No Safe Place
Hilarey Johnson, author of Heart of Petra and Sovereign Ground, sat down with me and a couple cups of coffee and we talked about books, writing, God, church, art and Christianity...pretty much everything you care about...join us...
Lisa Michelle Hess: You have a new book out, Heart of Petra. Tell me about that.
Hilarey Johnson: If you think of my previous novel, Sovereign Ground, as the story of a girl trapped outside the church, then Heart of Petra is the story of a girl trapped inside the church. It’s about a girl raised in a religious home where her parents do truly love her, but they’ve lost sight of what it means to be led by God and the Holy Spirit. The parents are trapped in legalism and control…and appearances, especially. When you’re involved in ministry, you do feel responsibility to not even have the appearance of evil. So, the premise of Heart of Petra was: What if you feel like you’re the only dirty one inside a church?

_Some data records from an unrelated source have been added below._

PR #188, opened 2018-09-08
Implement takeWhile iterator method

lundibundi:
It will return the values from the iterator as long as they satisfy the
predicate.

### DIFF
--- a/lib/iterator.js
+++ b/lib/iterator.js
@@ -136,6 +136,10 @@ class Iterator {
     return new TakeIterator(this, amount);
   }
 
+  takeWhile(predicate, thisArg) {
+    return new TakeWhileIterator(this, predicate, thisArg);
+  }
+
   skip(amount) {
     for (let i = 0; i < amount; i++) {
       this.next();
@@ -255,6 +259,25 @@ class TakeIterator extends Iterator {
     if (this.iterated <= this.amount) {
       return this.base.next();
     }
+    return { done: true, value: undefined };
+  }
+}
+
+class TakeWhileIterator extends Iterator {
+  constructor(base, predicate, thisArg) {
+    super(base);
+    this.predicate = predicate;
+    this.thisArg = thisArg;
+    this.done = false;
+  }
+
+  next() {
+    if (this.done) return { done: true, value: undefined };
+    const next = this.base.next();
+    if (!next.done && this.predicate.call(this.thisArg, next.value)) {
+      return next;
+    }
+    this.done = true;
     return { done: true, value: undefined };
   }
 }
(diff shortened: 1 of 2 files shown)


lib/iterator.js
```diff
@@ -249,6 +253,28 @@ class TakeIterator extends Iterator {
...
+  constructor(base, predicate, thisArg) {
+    super(base);
+    this.predicate = predicate;
+    this.thisArg = thisArg;
+    this.done = false;
+  }
+
+  next() {
+    if (this.done) return { done: true, value: undefined };
+    for (const value of this.base) {
```
belochub: I don't think you need a loop here since you are always making only one iteration.

test/iterator.js
```diff
@@ -241,6 +241,12 @@ metatests.test('Iterator.take', test => {
   test.end();
 });
 
+metatests.testSync('Iterator.takeWhile', test => {
+  const it = iter(array).takeWhile(x => x < 3);
+  test.strictSame(it.toArray(), [1, 2]);
+  test.assert(it.next().done);
```
belochub: What is the point of this assert?
If `done` value is `false` here, then `toArray`, in the line before that, isn't working correctly, so you are testing the `toArray` method with this assert.

lundibundi: I test that after we exited once iterator won't continue again.
This can be easily simulated with returning `done: false` in the loop but not setting `this.done` variable and having array of sort [1, 2, 3, 1, 1] for this case.

lib/iterator.js
lundibundi: I don't think I understand, I iterate over the base iterator, therefore, this loop will iterate over all of base-iterator values untill `predicate` return false.

test/iterator.js
belochub: Okay, I'm fine with it, but that still doesn't guarantee that if you call `next()` method one more time it won't continue again, meaning that to test it fully we need to add an infinite amount of checks for the `next()` result, which is impossible to do.

lib/iterator.js
belochub: You only have an `if` statement inside this loop and in each of the `if` statement's branches you exit the loop, meaning that you always make only one iteration.

test/iterator.js
lundibundi: Yeah, but at least we check that we didn't make an unintentional error of missing to check/set `done`. Obviously, this won't protect against a manually crafted implementation that will avoid this check.

lib/iterator.js
lundibundi: Oh, good catch. I just copy-pasted Filter impl here :upside_down_face:.

belochub:
Landed in https://github.com/metarhia/common/commit/dffbb3343e95e95a1837280708c17a6d4c6bf20e.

LMH: That idea of not having even the appearance of evil, which I think we always have in the back of our minds as Christians, for better or worse. Was that the seed that grew into Petra’s story?
HJ: Yes, and also because I’ve been through many church splits. The very first split I went through was right after my parents became Christians. It was painful. So much so, that we walked away from the church at that point, and didn’t attend church at all while I was in high school. When my kids were in junior high, we were involved in a church that was just really…sick, and went through split after split. We were involved in ministry there, so we stayed through them all. But, we eventually felt released by God to leave there, and we slipped away as quietly as possible. My kids were about the same age as I was when we walked away because of a church split, and I didn’t want it to happen to them. So we picked a church and we showed up, bitter and angry and we didn’t agree with all their doctrine…and they just accepted us with open arms. They were so sweet, and there was a lot of healing that went on there. But I guess I still had a lot of, well, bitterness about church. It’s hard to heal from that—it can be like a divorce, especially when it’s not done right. You know, it’s fine if there are doctrinal issues, or this church wants to sing a cappella and that church wants to do contemporary music. It’s fine if you can still love each other and separate. You’ll have two good, different kinds of churches that appeal to different kinds of people. But when one church is preaching from the pulpit about how bad this other church is…
LMH: It’s just wrong…
HJ: Yeah, you can’t spend your whole Christian walk making sure other Christians are preparing for Y2K! I mean, we can laugh about that now, but back in the day, people left churches over that issue.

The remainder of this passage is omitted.